■ What is needed: Look for "Interrupt" in each line of the entries, and return the matching lines.

[Excerpts from a dataset]
= Beginning of Section =

PR #2566, opened 2026-01-09
[net] Add Interrupt Process and Abort Output telnet protocol handling

ghaerr:
Enhances telnet and telnetd to properly handle telnet protocol "Interrupt Process" (^C) and "Abort Output" (^O). Previously, these characters were sent to the remote system. Now, ^C sends telnet IAC IP, which is then converted to ^C by telnetd. ^O sends IAC AO, which currently does nothing in telnetd.

Telnet continues to discard output while ^C or ^O processing is ongoing. Typing any character will reenable output, as will also after a period of network input timeout.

= End of Section =

■ Task answer:
[net] Add Interrupt Process and Abort Output telnet protocol handling
Enhances telnet and telnetd to properly handle telnet protocol "Interrupt Process" (^C) and "Abort Output" (^O). Previously, these characters were sent to the remote system. Now, ^C sends telnet IAC IP, which is then converted to ^C by telnetd. ^O sends IAC AO, which currently does nothing in telnetd.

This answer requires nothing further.